Our system rests squarely on the belief that freedom can only exist when one is governed with one’s consent and with a voice in government. No one, the Founders believed, is good enough to govern another person without this consent, and they embedded this concept in the bones of our system. Just as important, they rested our leaders’ authority not on personal traits, but on the offices they hold — offices whose powers are laid out in the Constitution.

The question the Framers grappled with, one that remains a conundrum, was how to ensure that people’s views be reflected in government. They recognized that direct democracy — a system in which voters have a say on every issue — had its limits. As John Adams wrote in 1776, “As good government is an empire of laws, how shall your laws be made? In a large society, inhabiting an extensive country, it is impossible that the whole should assemble, to make laws.” Direct democracy might work for a small community whose citizens had the time and education to study their options before voting on how to proceed, but in a complex society it had severe drawbacks. Adams and his compatriots wanted to guard against the tyranny of the majority, to ensure that passions of the moment could be cooled in deliberate debate, that the voice of the minority could be heard and its rights protected. And so they opted for representative democracy, in which the people choose elected representatives to carry their voices to Washington. This “representative assembly,” Adams wrote, “should be in miniature, an exact portrait of the people at large. It should think, feel, reason, and act like them.” Above all, it would be accountable to them.

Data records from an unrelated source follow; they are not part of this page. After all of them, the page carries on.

PR #889, opened 2025-07-14
test: integration tests for null optional parameters

Yuan325:
Note: null optional parameters currently doesn't work with BigQuery.

### DIFF
--- a/tests/tool.go
+++ b/tests/tool.go
@@ -76,7 +76,7 @@ func RunToolGetTest(t *testing.T) {
 }
 
 // RunToolInvoke runs the tool invoke endpoint
-func RunToolInvokeTest(t *testing.T, select1Want, invokeParamWant, invokeIdParamWant, nullString string, supportNullParam, supportsArray bool) {
+func RunToolInvokeTest(t *testing.T, select1Want, invokeParamWant, invokeIdNullWant, nullString string, supportNullParam, supportsArray bool) {
 	// Get ID token
 	idToken, err := GetGoogleIdToken(ClientId)
 	if err != nil {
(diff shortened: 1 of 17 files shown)


tests/tool.go
```diff
@@ -109,13 +109,21 @@ func RunToolInvokeTest(t *testing.T, select1Want, invokeParamWant, invokeParamWa
 			isErr:         false,
 		},
 		{
-			name:          "invoke my-param-tool2 with nil response",
-			api:           "http://127.0.0.1:5000/api/tool/my-param-tool2/invoke",
+			name:          "invoke my-param-tool-id with nil response",
```
duwenxin99: Renaming `my-param-tool-id` to `my-get-id-tool`, `my-param-tool-name` to `my-name-tool`?
Feeling like these test names get too long and don't make sense anymore...

tests/tool.go
```diff
@@ -76,7 +76,7 @@ func RunToolGetTest(t *testing.T) {
 }
 
 // RunToolInvoke runs the tool invoke endpoint
-func RunToolInvokeTest(t *testing.T, select1Want, invokeParamWant, invokeParamWantNull string, supportsArray bool) {
+func RunToolInvokeTest(t *testing.T, select1Want, invokeParamWant, invokeIdParamWant, nullString string, supportNullParam, supportsArray bool) {
```
duwenxin99: If we are renaming `invokeParamWantNull` we should probably also rename it in each test files, otherwise the readability is decreased. Also, is it better to rename it "invokeIdWantNull" since it is testing null results as well? I think it is more descriptive, and also feeling the `Param` part isn't needed.

duwenxin99 (changes requested):

tests/tool.go
Yuan325: Updated `my-param-tool` --> `my-tool` , `my-param-tool-id` --> `my-tool-by-id`, `my-param-tool-name` --> `my-tool-by-name`. Since technically all 3 of them is accessing the same table. just with different parameters.

tests/tool.go
Yuan325: Updated to `invokeIdNullWant` since `Want` is the suffix for the variable.

PR #891, opened 2025-07-15
fix: Initialize logger in context for the traditional api just like mcp

drstrangelooker:


Yuan325 (approved):
Thank you! Seems like we have some tests to fix.

PR #895, opened 2025-07-15
feat(tools/oceanbase): Add oceanbase Source and Tool 

### LINKED ISSUE #894: [source] Add Oceanbase Source and Tool
### Prerequisites

Oceanbase database is an open source database of Ant and has some excellent features, and we should support it

### Suggested Solution(s)

Oceanbase database is an open source database of Ant and has some excellent features, and we should support it

### Alternatives Considered

In the future, you can enrich the support of vectors and OBKV on the basis of the Oceanbase plug-in

### Additional Details

Please refer to https://en.oceanbase.com/ for more detailed informatio

xxsc0529:
1.Added oceanbase Source and Tool
2.Add tests related to OceanBase
3.Add the documentation for Oceanbase
Close #894


cmd/root.go
```diff
@@ -58,6 +58,8 @@ import (
 	_ "github.com/googleapis/genai-toolbox/internal/tools/mysql/mysqlexecutesql"
 	_ "github.com/googleapis/genai-toolbox/internal/tools/mysql/mysqlsql"
 	_ "github.com/googleapis/genai-toolbox/internal/tools/neo4j"
+	_ "github.com/googleapis/genai-toolbox/internal/tools/oceanbase/oceanbaseexecutesql"
+	_ "github.com/googleapis/genai-toolbox/internal/tools/oceanbase/oceanbasesql"
```
duwenxin99, line 97: Could you also add `oceanbase` to the prebuilt flag description [here](https://github.com/googleapis/genai-toolbox/blob/bc3b31c59f7afac010ff24abaf9a20bc238156d1/cmd/root.go#L189). Thanks!

xxsc0529: hi @duwenxin99,I have added it, please review it, thanks

xxsc0529:
> Hi @xxsc0529, thanks for the contribution! Sorry for the delayed review as we got many integration requests lately. The PR LGTM overall with one minor change. Could you rebase on the latest main branch and then I'll run the integration test. Thanks!

Ok, I will resolve this conflict, thank you for reviewing it, oceanbase is an excellent database, support OBKV, vector storage, AP scenario and TP scenario, I will continue to maintain it, official website address: https://en.oceanbase.com

duwenxin99 (changes requested):
@xxsc0529 Could you remove .DS_Store and workspace.xml please? Thanks!

xxsc0529:
> @xxsc0529 Could you remove .DS_Store and workspace.xml please? Thanks!

hi @duwenxin99 ,I've deleted them

duwenxin99:
Hi @xxsc0529, could you elaborate on how OceanBase source/tools defer from the existing MySQL source/tools? Do you plan on adding more features in the future or maintaining it in the long term?

> LGTM, but we should confirm that we need this in addition to the MySQL source/tool since they are pretty much the same implementation.
> 
> What are we gaining by having ocean source if the existing MySQL source/tool is compatible?

xxsc0529:
> Hi @xxsc0529, could you elaborate on how OceanBase source/tools defer from the existing MySQL source/tools? Do you plan on adding more features in the future or maintaining it in the long term?
> 
> > LGTM, but we should confirm that we need this in addition to the MySQL source/tool since they are pretty much the same implementation.
> > What are we gaining by having ocean source if the existing MySQL source/tool is compatible?

Hi~@kurtisvg,@duwenxin99 , OceanBase Database is an enterprise-level, native distributed database independently developed by the OceanBase team.OceanBase Database has also set new records in the TPC-C benchmark test, supporting more than 1,500 nodes in one cluster. Our website: https://en.oceanbase.com/docs/oceanbase-database

OceanBase Database supports both MySQL tenant mode and Oracle tenant mode. The current submitted changes primarily enable MySQL tenant mode, which is why it appears very similar to MySQL's implementation. Support for Oracle tenant mode will be added in the future. However, even in MySQL tenant mode, there are differences from MySQL, as the underlying implementations are completely different. When connecting to an OceanBase MySQL tenant, a variety of annotations are supported, such as parallel reads, partitioned reads, and more. Additionally, support for advanced data types like Array, Map, and Vector is also provided.

duwenxin99:
> > Hi @xxsc0529, could you elaborate on how OceanBase source/tools defer from the existing MySQL source/tools? Do you plan on adding more features in the future or maintaining it in the long term?
> > > LGTM, but we should confirm that we need this in addition to the MySQL source/tool since they are pretty much the same implementation.
> > > What are we gaining by having ocean source if the existing MySQL source/tool is compatible?
> 
> Hi~@kurtisvg,@duwenxin99 , OceanBase Database is an enterprise-level, native distributed database independently developed by the OceanBase team.OceanBase Database has also set new records in the TPC-C benchmark test, supporting more than 1,500 nodes in one cluster. Our website: https://en.oceanbase.com/docs/oceanbase-database
> 
> OceanBase Database supports both MySQL tenant mode and Oracle tenant mode. The current submitted changes primarily enable MySQL tenant mode, which is why it appears very similar to MySQL's implementation. Support for Oracle tenant mode will be added in the future. However, even in MySQL tenant mode, there are differences from MySQL, as the underlying implementations are completely different. When connecting to an OceanBase MySQL tenant, a variety of annotations are supported, such as parallel reads, partitioned reads, and more. Additionally, support for advanced data types like Array, Map, and Vector is also provided.

That's good to hear. Are you willing to maintain the OceanBase source/tools in the long term? Our team will be responsible for the horizontal MCP features. However, if a user requests a new feature for the OceanBase source/tools specifically (adding a new OceanBase tool, adding new config fields etc), we do hope you will be responsible for implementing them.

kurtisvg:
@xxsc0529 Just to clarify my concern a bit more explicitly -- since OceanBase is MySQL compatible, what is the advantage of adding a new Source for OceanBase vs using the existing MySQL Source to connect? 

From a maintenance perspective, there's additional overhead in supporting what is essentially 2 copies of very similar code -- every fix we make to the MySQL source needs to be re-copied onto the OceanBase one to ensure it's working correctly. If the OceanBase stuff is really just the MySQL stuff, can we just tell users to use MySQL instead?

xxsc0529:
> @xxsc0529 Just to clarify my concern a bit more explicitly -- since OceanBase is MySQL compatible, what is the advantage of adding a new Source for OceanBase vs using the existing MySQL Source to connect?
> 
> From a maintenance perspective, there's additional overhead in supporting what is essentially 2 copies of very similar code -- every fix we make to the MySQL source needs to be re-copied onto the OceanBase one to ensure it's working correctly. If the OceanBase stuff is really just the MySQL stuff, can we just tell users to use MySQL instead?

Thank you for your response. I understand your concern. OceanBase's MySQL tenant mode is compatible with native MySQL, but it is not 100% compatible. At the same time, OceanBase is also a superset of MySQL. If users are only performing CRUD operations, using native MySQL is sufficient. However, when utilizing more advanced capabilities, the connection methods of native MySQL can no longer meet the requirements and need to be extended.

duwenxin99:
Hi @xxsc0529, thanks for the clarification. We are good with merging it as long as you are willing to maintain it in the long term. Could you fix the test errors so we can merge it? Thanks!

duwenxin99 (approved):

xxsc0529:
> Hi @xxsc0529, thanks for the clarification. We are good with merging it as long as you are willing to maintain it in the long term. Could you fix the test errors so we can merge it? Thanks!

Thank you, I've fixed this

This is the American experiment. No one knew whether dividing power among various branches and levels of government would ensure popular freedom and political ingenuity. No one knew whether, over the course of decades and centuries, the two tyrannies feared by the Founders — that of a strong executive, and that of a strong popular majority — could be constrained by a written constitution. And no one knew whether Congress would, in fact, reflect the will of a teeming, diverse and inventive society. At any given moment in our history, you could find Americans who would argue that the experiment was in danger of failing. Yet ours is now the oldest written national constitution still in use, and its legitimacy remains solid. It has stood the test of time. But that does not guarantee it will stand all tests of the future. We must never abandon our determination to make it a more perfect union.